Dataset records:
PR #440, opened 2020-09-28
Fix broken links

celestehorgan:
Signed-off-by: Celeste Horgan <celeste@cncf.io>

Fixes links mentioned in #437.

PR #466, opened 2020-12-15
Use latest docs version for canonical URL

jaylinski:

With this change, the latest docs version is used as canonical URL to improve indexing in search engines.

Aim of the task:
Only the lines from the one that contains "PR #466, opened 2020-12-15" to the end of the data should be output, exactly as they appear.

Output for this exercise:
PR #466, opened 2020-12-15
Use latest docs version for canonical URL

jaylinski:

With this change, the latest docs version is used as canonical URL to improve indexing in search engines.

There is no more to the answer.